Table 3. Percentages of correctly classified samples by the 3 PLS–DA models to determine the presence of defects in virgin olive oils (musty vs. no-musty; rancid vs. no-rancid; fusty/muddy sediment vs. no-fusty/muddy sediment).

Defects	Calibration	Cross Validation	External Validation
Musty	71%	63%	60%
No-musty	81%	80%	80%
Rancid	81%	78%	62%
No-rancid	69%	64%	64%
Fusty/muddy sediment	82%	79%	67%
No-fusty/muddy sediment	67%	58%	48%

. The percentages ranged from 48% to 80%. The best result was obtained for the musty vs. no-musty model, even if the percentages (both in cross and external validation) for this model are not entirely satisfactory. The prediction of the presence/absence of a defect in VOO samples is very challenging. The complexity is also due to the fact that each defective sample analyzed was often characterized by more than one defect, as commonly occurs in VOOs. Future studies will aim to improve this issue by analyzing a greater number of defective samples.

4. Conclusions

The panel test is fundamental to discriminate the quality grade of EVOOs and to distinguish them from the virgin and lampante categories, which is relevant since the latter is not edible and must be subjected to refining.
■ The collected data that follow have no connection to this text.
PR #1461, opened 2026-09-16
chore: remove non-CLI serving approaches and the Jetski GUI agent

micahjo7:
## Summary

Two related cleanups that both amount to deleting code paths nothing uses anymore.

**1. Serving approaches.** Skills CLI is the only serving approach we ship, so the machinery for *selecting* between approaches (MCP server, raw Skills, megaskill) is dead weight.

**2. Jetski GUI agent.** The Puppeteer-driven IDE agent has been superseded by Jetski CLI.

Net: **39 files changed, +96 / −1671**.

> [!IMPORTANT]
> **Jetski CLI is untouched.** Only the GUI/IDE agent is removed. `JETSKI_CLI_BIN`, `JETSKI_MODEL`, `jetski-cli-agent.ts`, the `.gemini/jetski/skills` skill destination, and `gd dev`'s default agent all behave exactly as before.

## ⚠️ Action required for contributors

The root `config.ts` is gitignored, so this PR cannot update yours. The old `config.ts.example` instructed importing the now-deleted `Serving` enum:

```ts
import { Agents, Serving, type SuiteConfig } from './harness/config.ts';
```

If your local `config.ts` still has that import, **every `gd` command and `pnpm typecheck` will fail** after pulling this change:

```
SyntaxError: The requested module './harness/config.ts'
does not provide an export named 'Serving'
```

**Fix:** drop `Serving` from the import and delete the `serving:` property. See the updated `config.ts.example`.

A leftover `serving:` key with no import is harmless — it merges through inertly and is ignored.

## Serving approaches

- Delete `serving/mcp-server/` and the megaskill build path
- Remove the `Serving` enum, `SuiteConfig.serving`, `mcpServersToEnable`, `updateMcpConfig()`, `modernWebServerPath`, `mcpApiKey`, and the legacy `enableSkills` compat shim
- Drop the `@modelcontextprotocol/sdk` and `zod` dependencies
- Reports now emit a constant `serving: 'skills_cli'`
- Rename the root `build:mcp` script to `build:guides`

`skillsToEnable` is **intentionally retained** — that functionality stays as-is.

## Jetski GUI agent

- Delete `harness/agents/jetski-agent.ts` and the `Agents.JETSKI` enum member
- Remove `JETSKI_BIN` / `JETSKI_DEBUG_PORT` / `JETSKI_PROFILE_DIR`
- Remove the orphaned `jetskiDir` config and `JETSKI_DIR` env var, plus the dead `validatePaths()` that was its only reader
- Drop the direct `puppeteer-core` dependency from the harness (it remains transitively via `@google/gemini-cli-core`)
- Remove the Jetski button from the eval-view launch form

### Two behavioral changes worth a closer look

1. **Agent-script fallback.** Both resolvers in `run_suite.ts` now fall back to `gemini-cli-agent.ts` instead of `jetski-agent.ts`. This matches `defaultSuiteConfig.agent`, so an unrecognized agent string now lands on the documented default rather than the GUI agent.

2. **Concurrency.** The Jetski-only `--workspace-concurrency 1` override is gone, so *all* agents now honor `suiteConfig.workerCount`. No remaining agent forces serial execution.

## What was deliberately left alone

Historical dashboard rendering is preserved so archived GUI runs still display correctly:

| Location | Why kept |
|---|---|
| `landing.js` agent badge (`name.includes('jetski')`) | Keeps the ✦ badge on archived runs |
| `api.js` → `jetski_info.json` read path | Only the deleted agent ever *wrote* this file; the read is guarded by `try/catch` + a null check, so it degrades silently while still surfacing version metadata for old suites |
| `collect-eval-results.ts` / `investigate.ts` folder parsing | Parses GCS paths going back months |

## Testing

| Check | Result |
|---|---|
| `pnpm preflight` (build + typecheck + lint + tests) | ✅ exit 0, re-run on the final commit |
| `pnpm --filter eval-view run test:e2e` | ✅ 9 passed — removed DOM node broke nothing |
| Clean rebuild of `dist/skills-cli` | ✅ 143 use cases, all 3 esbuild bundles |
| Built CLI `search` / `list` / `retrieve` / `--help` / `--version` | ✅ correct output |
| `publish-skills --dry-run` (ci.yml:45) | ✅ generates release notes + benchmark table |
| `serving build` (ci.yml:52) | ✅ zero git drift in `serving/build` |
| `quick-smoke.ts jetski` | ✅ fails cleanly: `Unknown agent: jetski` |
| `git status` after build | ✅ clean |

Three `FULL=1` tests (`install-claude`, `install-gemini`, `install-skills`) fail on this branch — these are **pre-existing** and unrelated. Verified by stashing all work and reproducing byte-identical failures at clean `HEAD`. They spawn a real LLM and assert it *chose* to call the search tool, which is inherently non-deterministic. Notably `install-skills` fails on `searchCalled` while `skillActivated` passes, confirming the dist installs and loads correctly.


paulirish (approved):
Image

so jealous. Nice one.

This sensory analysis is strategic during both blending and bottling of VOOs and EVOOs carried out by olive oil companies, and within the quality control performed by official bodies. In all these cases, thousands of samples must be evaluated sensorially over the course of a year. To speed up this bottleneck, the proposed HS-GC-IMS method consists in a screening to pre-classify samples, before the panel test, into different clusters: (a) those with a probability of belonging to a commercial category greater than an established threshold (to be defined by each olive oil company, laboratory, or other user); (b) others (not reaching this threshold) that must be treated as insufficiently robustly classified. For the former, the execution of the panel test is less urgent than for the latter. In both cases, the result obtained in terms of prediction must be confirmed—or disconfirmed—by the panel test outcomes, which has legal value. An alternative or complementary use of the prediction result, in terms of confirmation or disconfirmation, can be in case of discordant classifications by different panels, where it can work as an additional information.
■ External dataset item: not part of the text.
PR #1464, opened 2026-09-17
docs(webmcp): update agentic-javascript-tools guide

Kulikowski:
## Summary

Updates [`guides/webmcp/agentic-javascript-tools/guide.md`](file:///usr/local/google/home/kaskulikowski/Documents/workspaces/google-workspaces/modern-web-guidance-src/guides/webmcp/agentic-javascript-tools/guide.md) to reflect recent WebMCP spec updates, clarifies the producer/consumer architecture, and documents recent breaking changes in Chromium versions 153 through 155.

The promising models developed herein to predict the quality grade and presence of three sensory defects (musty, rancid, fusty/muddy sediment) provided percentages of correctly classified samples in external validation from 67% to 95%, for the quality grade prediction model, and from 48% to 80%, for the presence of each of the aforementioned defects.

Moreover, the method showed good results in terms of linearity and intra- and inter-day repeatability, although additional investigations are needed before it can be implemented commercially; furthermore, to test the performance of this approach, inter-laboratory tests involving independent laboratories will be carried out in the future.
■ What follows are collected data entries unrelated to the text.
PR #1472, opened 2026-09-17
Keep use cases with draft guides in "Needs guidance" status

rviscomi:
### Summary

When a guide has `draft: true` (or a truthy value like `draft: blocked`), it is withheld from publishing/distribution because the guidance is not yet completed.

This PR updates:
1. **`getStatusName()` in `lib/guide-validation.ts`**: Accepts `isDraft`. If truthy, the guide retains the `ProjectStatus.NeedsGuidance` status instead of prematurely advancing to `Needs evals`.
2. **`buildRequiredFilesChecklist()` in `guides/sync-use-cases.ts`**: Only marks `- [x] Use case guidance (guide.md)` when `inv.hasGuide && !inv.draft`.
3. **Unit Tests**: Adds test coverage for draft handling in `getStatusName` and `buildRequiredFilesChecklist`.

### Validation
- `pnpm test` passed across all workspace packages.
- `pnpm typecheck` and `pnpm lint` clean.


micahjo7:
To advance to "needs evals", should we also require the `expectations.md` to exist?

micahjo7 (approved):

rviscomi:
> To advance to "needs evals", should we also require the `expectations.md` to exist?

Yes, I think so. Updating

PR #1476, opened 2026-09-18
Clarify the status of Safari's bug in the IME-submit guide

rviscomi:
Safari 27 fixed the `isComposing` bug this week, so the BCD key is now "Newly Available" but the IME Safe Enter to Submit guide's fallback strategy section was still referring to the bug as if it's still occurring. I don't have evidence of it, but I suspect that it might confuse coding agents to see conflicting info about Safari supporting the BCD key while the prose describes it as an active issue in the present tense.

To avoid that confusion, I've updated how the guide talks about the bug so that it's in the past tense and clarified that the bug affected older versions of Safari.


rviscomi:
Low risk change, so merging this through for the 190 release.

PR #1477, opened 2026-09-18
Recommend the Baseline extension for VS Code to contributors

rviscomi:
(Disclaimer: this is my extension)

This PR adds `rviscomi.baseline-vscode` to VS Code's recommended extensions config.

https://open-vsx.org/extension/rviscomi/baseline-vscode
https://marketplace.visualstudio.com/items?itemName=rviscomi.baseline-vscode

Here are some of the features that would be useful to content contributors:

It shows the Baseline status of web features inline in the editor:

image

It provides additional feature info in a hovercard:

image

And it shows immediate feedback if the feature ID is invalid:

image

It also supports the `BASELINE_STATUS` and `FEATURE_FALLBACKS` macros:

image

You can also Cmd+Click on the feature ID to navigate to the feature's webstatus.dev page, or use the command palette to search for features by name.


rviscomi:
I can also imagine there being value in an even more repo-specific extension that also does things like expand GUIDE_REF or BASELINE_STATUS macros into their full text, so there are no surprises when it's rendered in the final md file. If we go that route, I'd remove the macro support from this extension.

Issue #1385, opened 2026-08-27
Adding "Using C++ on the web" guides under `guides/wasm`


sbc100:
See https://b/496092782

We would like to add guidance for how to use existing C++ code/libraries on the web.   There is a the initial outline of of skill added back in #506.   IIUC the next step would be to move that into the guides directory where it can be tested against the various agents.

I have developed several task over in personal repo: https://github.com/sbc100/emscripten-guidance-evals/tree/main/tests and have been evaluating them there. These are:

- audio-processor
- file-compressor
- fractal-flames
- image-transcoder

I am proposing to somehow add these under `guides/wasm/...`. 

A few open questions:

1. Can we have multiple tasks for the same guide?  (all these tasks requires essentially the same common guidance).
2. Is there some way to use the `empty-app` for my tasks?  `SUPPORTED_BASE_APPS` seems to be hardcoded to `['daily-grind', 'devtools-times']`, but these apps are maybe not good starting points the evals above.
3. These are long run complex task that need to download tools and source code as part of their execution.   Some of them can take up to 20m+.    Is this going to work in the current framework?  (Both the downloading part and the execution time part).

PR #1479, opened 2026-09-18
Add an initial C/C++ guide under guides/wasm/

sbc100:
This change deletes `skills-src/cpp-on-the-web` and replaces it with an
initial C/C++ usage guide.

The initial task I have created is to port and use the flam3 fractal
library on the page. Since generating the fractal can take a significant
amount of time the guided agent should run the WebAssembly program in a
background worker.

Graders generated using `gd dev guides/wasm/cpp-on-the-web --gen-grader`

See: #1385


micahjo7:
We can remove the grader.ts and task.md files that were generated.

sbc100:
> We can remove the grader.ts and task.md files that were generated.

The grader.ts was auto-generated but the task.md files were hand crafted.   Is that not allowed/recommeded?

guides/wasm/cpp-on-the-web/targets/daily-grind/task.md
```diff
@@ -0,0 +1 @@
+- Update index.html to include a fractal flame image along with a button to regenerate a new one at random.  Use the open-source C/C++ flam3 library (https://github.com/scottdraves/flam3) to generate these images client-side.
```
micahjo7, line 1: just want to make sure that the `flam3` isn't something that should be included in the guide itself. Do we need this here?

micahjo7:
@sbc100 all of our current tasks are generated (no author has really written them so far). But it doesn't hurt if you want to write them yourself. Left a comment on the task file.

guides/wasm/cpp-on-the-web/targets/daily-grind/task.md
sbc100: Exactly, flam3 should not be mentioned in the guide itself I believe.    The guide includes information about porting C/C++ libraries in general but I don't think it can/should mention any specific library such as this one, right?

sbc100:
> @sbc100 all of our current tasks are generated (no author has really written them so far). But it doesn't hurt if you want to write them yourself. Left a comment on the task file.

I think this reason that authoring the task makes sense is in this case is that we have a specific task in mind (i.e. porting a specific library to Wasm), or is the idea that we can encode all these specifics into the expectations.md and then leave the task as auto-generated?

I'm happy to give that a shot if that makes sense.   I would like to be specific about which information we do not want to include in the task if possible though.   For example, in this case I don't want the task to including anything about offloading work to a worker or avoiding blocking the main thread.  The idea is that the (guided) agent should do that unprompted.

micahjo7:
Yep, that makes sense! To give you some more context, here is the prompt we give to the agent for task generation. You can see that it keeps it very simple and tries to focus on guide activation through the guide's description only: https://github.com/GoogleChrome/modern-web-guidance-src/blob/main/guides/gd-dev-prompts.ts#L159.

I would say, if it is important that the `flam3` library is included in the prompt, then you should keep your tasks instead of letting the agent generate.

sbc100:
Should I still remove the grader?   I think the CI check told me that I had to include it (it wasn't part of my original upload)

micahjo7:
Ah I see, we do have a CI check which requires the grader file to be present if the task is also present. In that case, you can leave the graders. I will create an issue for follow up which will regenerate the evals after this is checked-in.

sbc100:
Thanks.  Since I wasn't able to do a full `gd dev` or `gd eval` locally I'm curious to see how well these agents to and how well the auto-generated grader for this works.   I suspect that this task might be a so much larger than other existing onces that we might exceed various limits of the system... 

I'm hoping I don't need to be in business of writing the grader myself, and that the auto-generated graders can actually judge the expectations here.

micahjo7 (approved):
Tasks LGTM from eng side. Will regenerate evals after check-in.

rviscomi (approved):

sbc100:
Thanks guys.  Lets see what happens when you try to re-generate the evals.  I suspect we will run into more issues, but we can solve them as they show up.    I know this task it a lot bigger / different than existing ones so I do expect some teething problems.

micahjo7 (approved):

For routine quality control, we suggest dividing the classification in two phases, firstly clustering LOO vs. no-LOO to identify non-edible samples (LOO) before being assessed by panelists, and then classifying EVOO vs. VOO. The reliability of the model can be improved upon by increasing the number of the samples to be included in the calibration, as long as they are robustly classified sensorially, e.g., by more panels with a decision tree, such as in the present paper. Furthermore, to establish its own predictive model, each laboratory could also select an internal threshold probability to discriminate between samples with acceptable and uncertain classification, and integrate this analytical information into their respective traceability systems. The possibility to use a common prediction model in different laboratories, using the same analytical conditions, can also be explored in the future, depending on the reproducibility of the signals (to be evaluated in the upcoming inter-laboratory tests) and, secondly, given the effective availability and willingness of each laboratory to share their data with others. A calibration data sharing, e.g., in a databank that could be effectively used by official control bodies or to favor harmonization and proficiency of countries that apply the same standards to olive oil.